Ab diesem Datum sind ausschließlich 09009  als Einwahlnummern für Dialer zulässig.

http://www.ard.de/ratgeber/_beitrag/522/index.phtml


> *Besseren Schutz wird es ab 14. Dezember geben.Denn ab diesem Zeitpunkt erhalten alle
> registrierten Dialer eine 0900-9-Nummer, die leicht gesperrt werden kann.
> Wenn trotzdem ein  Dialer auf den Rechner gelangt, ist dieser nicht registriert -
> und für nicht registrierte Dialer  besteht nach dem neuen Gesetz keine Zahlungsverpflichtung. *



Selbst bei gekürztem EVN ist eine  0190 oder 0900 Nummer als illegal zu erkennen....

tf


----------



## Anonymous (2 Dezember 2003)

*Neue Rechtslage*

Die Idee ist zwar gut, wird aber leider die "Gegenseite" nicht an irgendwelchen "kreativen" Ausweichmöglichkeiten hindern.

Diesbezüglich sei auf die Vorkommnisse mit 0137-Dialern, Auslandsnummerndialern, Satellitennummerndialern, Dialern die als angebliche Faxabrufe behandelt werden (siehe die damalige Geschichte mit dem Dialer und den angeblichen Reservierungen mit der angeblichen Zahlung per "Faxabrufnummer").

Gibt es eigentlich noch Dialer die bei ISDN zwecks Verdoppelung der Kosten die Kanalbündelung aktivieren?


----------



## technofreak (2 Dezember 2003)

*Re: Neue Rechtslage*



			
				Gast schrieb:
			
		

> Gibt es eigentlich noch Dialer die bei ISDN zwecks Verdoppelung
> der Kosten die Kanalbündelung aktivieren?
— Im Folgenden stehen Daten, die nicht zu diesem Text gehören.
PR #177, opened 2021-05-13
Side 2129 add websocket endpoint to network

RusGraf:


ldk/javascript/examples/self-test-loop/src/tests/index.ts
```diff
@@ -751,6 +753,85 @@ export const networkHTTP = (): Promise<boolean> =>
...
+export const networkWebSocket = (): Promise<boolean> =>
+  new Promise((resolve, reject) => {
+    const url = 'ws://html5rocks.websocket.org/echo';
+    const testData = new Uint8Array([53, 6, 6, 65, 20, 74, 65, 78, 74]);
+    const testText = 'some text';
+    let textTestPassed = false;
+    let binaryTestPassed = false;
+
+    setTimeout(() => {
+      reject(new Error('Network websocket test didnt finished in the appropriate timespan.'));
```
cshields-oliveai, line 765: 'Network websocket test did not finish in the appropriate timespan.'

ldk/javascript/examples/self-test-loop/src/tests/index.ts
```diff
@@ -751,6 +753,85 @@ export const networkHTTP = (): Promise<boolean> =>
...
+                setTimeout(() => {                  
+                  // waiting 1 sec to allow callback to finish
+                  resolve(true);
+                }, 1000);
+              }
+            }
+          },
+          onConnectError: (error: Error) => {
+            if (error != null) {
+              console.debug(`Received on connect error: ${JSON.stringify(error)}`);
```
cshields-oliveai, line 809: should we `reject()` on `onConnectError` and on `onDisconnected`?

ldk/javascript/examples/self-test-loop/src/tests/index.ts
```diff
@@ -11,7 +11,8 @@ import {
   filesystem,
 } from '@oliveai/ldk';
 
-import { Cancellable } from '@oliveai/ldk/dist/cancellable'
+import { Cancellable } from '@oliveai/ldk/dist/cancellable';
+import { collapseTextChangeRangesAcrossMultipleVersions } from 'typescript';
```
cshields-oliveai, line 15: What is this?

ldk/javascript/examples/self-test-loop/src/tests/index.ts
```diff
@@ -814,28 +827,108 @@ export const networkHTTP = (): Promise<boolean> =>
       });
   });
 
+const finaliseWebsocketTest = async (cancellable: Cancellable, socket: network.Socket) => {
```
cshields-oliveai, line 830: "finalizeWebsocketTest"

cshields-oliveai: This is a good candidate for a `utilities` file or something. I get why you added it here but it feels a bit out of place.

ldk/javascript/examples/self-test-loop/src/tests/index.ts
```diff
@@ -814,28 +827,108 @@ export const networkHTTP = (): Promise<boolean> =>
...
+      reject(new Error('Network websocket test did not finish in the appropriate timespan.'));
+    }, 20000);
+
+    const socketConfiguration: network.SocketConfiguration = {
+      url: url,
+      useCompression: true,
+    };
+
+    try {
+      const socket = await network.webSocketConnect(socketConfiguration);
```
cshields-oliveai, line 859: How did you get around our linter settings with mixing `async`/`await` and `.then()`?

ldk/javascript/examples/self-test-loop/src/tests/index.ts
```diff
@@ -814,28 +827,108 @@ export const networkHTTP = (): Promise<boolean> =>
...
+      });
+      // send binary
+      await socket.writeMessage(testData, (error) => {
+        if (error) {
+          console.error(`Received on write binary message error: ${error.message}`);
+          reject(error);
+        }
+      });
+    } catch (error) {
+      console.error(`Error received while testing websocket: ${error.message}`);
```
cshields-oliveai, line 901: Do you need to disconnect from socket if you catch this error?

ldk/javascript/src/network/index.ts
```diff
@@ -56,24 +106,25 @@ export interface Network {
...
-}
 
-const mapToHttpResponse = (response: OliveHelps.HTTPResponse) => ({
-  statusCode: response.statusCode,
-  body: new Uint8Array(response.body),
-  headers: response.headers,
-});
+  /**
+   *
+   * @param socketConfiguration a configuration object defines websocket
```
cshields-oliveai, line 112: I would almost add some kind of extra documentation here that calls out "only one listener can be added to each socket" as well.

ldk/javascript/src/network/index.ts
```diff
@@ -29,6 +28,57 @@ export interface HTTPResponse {
...
+   * @param callback function to call if error occured
+   */
+  writeMessage(message: string | Uint8Array, callback: CallbackError): Promise<void>;
+  /**
+   * closes websocket
+   * @param callback function to call if error occured
+   */
+  close(callback: CallbackError): Promise<void>;
+  /**
+   * allows to listen for a websocket message (there should be only 1 listen message callback per socket to allow messages being fully received)
```
cshields-oliveai, line 74: I would update

"there should be only 1 listen message callback per socket to allow messages being fully received"

to

"there **must** be only one listener registered per socket for messages to be fully received"

ldk/javascript/src/utils/mapper.ts
```diff
@@ -0,0 +1,68 @@
...
+  console.error(`Received error calling ${type}: ${error.message}`);
+  reject(error);
+};
+
+enum MessageType {
+  text = 1,
+  binary = 2,
+}
+
+const mapToBinaryData = (message: string | Uint8Array) =>
```
cshields-oliveai, line 23: Can you specify return types for each of these functions?

ldk/javascript/src/network/index.ts
RusGraf: The comment is added on the listenMessage method, listenMessage method is not required to be used which makes this information being specific to a listenMessage method:
`  /**
   * allows to listen for a websocket message (there should be only 1 listen message callback per socket to allow messages being fully received)
   * @param callback receives text or data message from websocket and error if occurs
   */
  listenMessage: (`

ldk/javascript/src/network/index.ts
RusGraf: "In the end, there can be only one." - Accepted!

ldk/javascript/src/utils/mapper.ts
RusGraf: done

ldk/javascript/src/network/index.ts
RusGraf: done

ldk/javascript/examples/self-test-loop/src/tests/index.ts
RusGraf: updated

ldk/javascript/examples/self-test-loop/src/tests/index.ts
RusGraf: Removed, I have no idea where this thing came from. Perhaps a merge, not sure.

cshields-oliveai (approved):

ldk/javascript/src/network/index.ts
```diff
@@ -29,6 +28,64 @@ export interface HTTPResponse {
...
+   * writes message to a websocket
+   * @param message text or data message
+   * @param callback function to call if error occurred
+   */
+  writeMessage(message: string | Uint8Array, callback: CallbackError): Promise<void>;
+  /**
+   * closes websocket
+   * @param callback function to call if error occurred
+   */
+  close(callback: CallbackError): Promise<void>;
```
richseviora, line 72: Can we get the error to reject the promise instead?

ldk/javascript/src/network/index.ts
```diff
@@ -29,6 +28,64 @@ export interface HTTPResponse {
...
+/**
+ * Object to communicate with the websocket
+ */
+export interface Socket {
+  /**
+   * writes message to a websocket
+   * @param message text or data message
+   * @param callback function to call if error occurred
+   */
+  writeMessage(message: string | Uint8Array, callback: CallbackError): Promise<void>;
```
richseviora, line 67: Same thing here; can we get the error to reject the promise ?

ldk/javascript/src/network/index.ts
```diff
@@ -29,6 +28,64 @@ export interface HTTPResponse {
...
+   */
+  listenMessage: (
+    callback: (error: Error | undefined, message: string | Uint8Array) => void,
+  ) => Promise<Cancellable>;
+  /**
+   * allows to provide handler when websocket closing
+   * @param callback receives code status and text received from the peer
+   */
+  onCloseHandler(
+    callback: (error: Error | undefined, code: number, text: string) => void,
```
richseviora, line 85: I wonder if this sort of thing might be better set as a property on the object. So this would be "setOnClose" or maybe just an onClose property that can have a handler assigned.

ldk/javascript/src/network/index.ts
```diff
@@ -29,6 +28,64 @@ export interface HTTPResponse {
...
+   * @param callback function to call if error occurred
+   */
+  writeMessage(message: string | Uint8Array, callback: CallbackError): Promise<void>;
+  /**
+   * closes websocket
+   * @param callback function to call if error occurred
+   */
+  close(callback: CallbackError): Promise<void>;
+  /**
+   * allows to listen for a websocket message (there must be only one listener registered per socket for messages to be fully received)
```
richseviora, line 74: I think we might want to enforce this ourselves instead of telling the user they can't do it.

richseviora (changes requested):

ldk/javascript/src/network/index.ts
RusGraf: It is enforced in the sidekick. It will return error if you try to supply 2 listeners per 1 socket.

ldk/javascript/src/network/index.ts
RusGraf: Done

ldk/javascript/src/network/index.ts
RusGraf: done

ldk/javascript/examples/self-test-loop/src/tests/index.ts
```diff
@@ -921,6 +922,75 @@ export const networkHTTP = (): Promise<boolean> =>
...
+          return;
+        }
+
+        console.info(`Received on close code: ${code}. ${text}`);
+      });
+      const cancellable: Cancellable = await socket.setMessageHandler(async (error, message) => {
+        if (error) {
+          console.error(error);
+
+          return;
```
BrettMugglinOlive, line 960: Probably want to do a `reject()` here, right? Unless you expect that there could be errors from the connection.

ldk/javascript/examples/self-test-loop/src/tests/index.ts
```diff
@@ -921,6 +922,75 @@ export const networkHTTP = (): Promise<boolean> =>
...
+              if (binaryTestPassed) {
+                resolve(true);
+                await testUtils.finalizeWebsocketTest(cancellable, socket);
+              }
+            }
+          } else {
+            if (JSON.stringify(message) === JSON.stringify(testData)) {
+              console.debug(`Received binary data`);
+              binaryTestPassed = true;
+              if (textTestPassed) {
```
BrettMugglinOlive, line 976: What is the purpose of having this and `binaryTestPassed`? Does the connection you're using work in some way where it sends both messages?

ldk/javascript/src/network/index.ts
```diff
@@ -29,6 +28,62 @@ export interface HTTPResponse {
   headers: Record<string, string[]>;
 }
 
+/**
+ * a simplified representation of a callback which take error
```
BrettMugglinOlive, line 32: For all of these comments above your interface, I think we should use sentence case ("This is sentence case")

DanielWagersOlive (approved):

ldk/javascript/src/utils/mapper.ts
```diff
@@ -0,0 +1,94 @@
...
+
+const mapToResponseMessage = (messageType: MessageType, buffer: ArrayBuffer): string | Uint8Array => {
+  const data = mapToUint8Array(buffer);
+  return messageType === MessageType.text ? new TextDecoder().decode(data) : data;
+};
+
+const mapToMessageType = (message: string | Uint8Array): MessageType =>
+  typeof message === 'string' ? MessageType.text : MessageType.binary;
+
+export const mapToSocket = (socket: OliveHelps.Socket): Socket => ({
```
BrettMugglinOlive, line 34: These are all pretty straight forward functions except for this one. I think we should add some documentation about what this function is doing.

BrettMugglinOlive (approved):

ldk/javascript/src/network/index.ts
RusGraf: Updated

Zumindest weder in diesem noch im Nachbarforum DS  berichtet worden.

tf


----------



## Gunnar Arthus (3 Dezember 2003)

technofreak schrieb:
			
		

> Der 14.Dezember ist laut Verfügung der RegTP das Aus für alle 0190 und 0900 Dialereinwahlen.
> http://www.regtp.de/imperia/md/content/mwdgesetz/vfg39.pdf
> "Bis zum 13.12.2003 werden die Rufnummerngassen (0)190 und (0)900 zur Verfügung gestellt."
> Ab diesem Datum sind ausschließlich 09009  als Einwahlnummern für Dialer zulässig.
> ...




Es wird aber gut sein, wer die diese Nummern gesperrt hat, dies beizubehalten.
Warum?
Diese Änderung betrifft nicht die das Gro der Sonderdienstnummern der 
Gasse 0190 ; 0900
Nachwievor können diese  0190. ; 0900. Rufnummern im Telefonieverkehr mißbräuchlich benutzt werden
z.B.: SMS Lockrufe, Spamrückrufe, Werbung über TV, Zeitschriften usw.

Gunnar


----------



## technofreak (3 Dezember 2003)

Gunnar Arthus schrieb:
			
		

> Es wird aber gut sein, wer die diese Nummern gesperrt hat, dies beizubehalten.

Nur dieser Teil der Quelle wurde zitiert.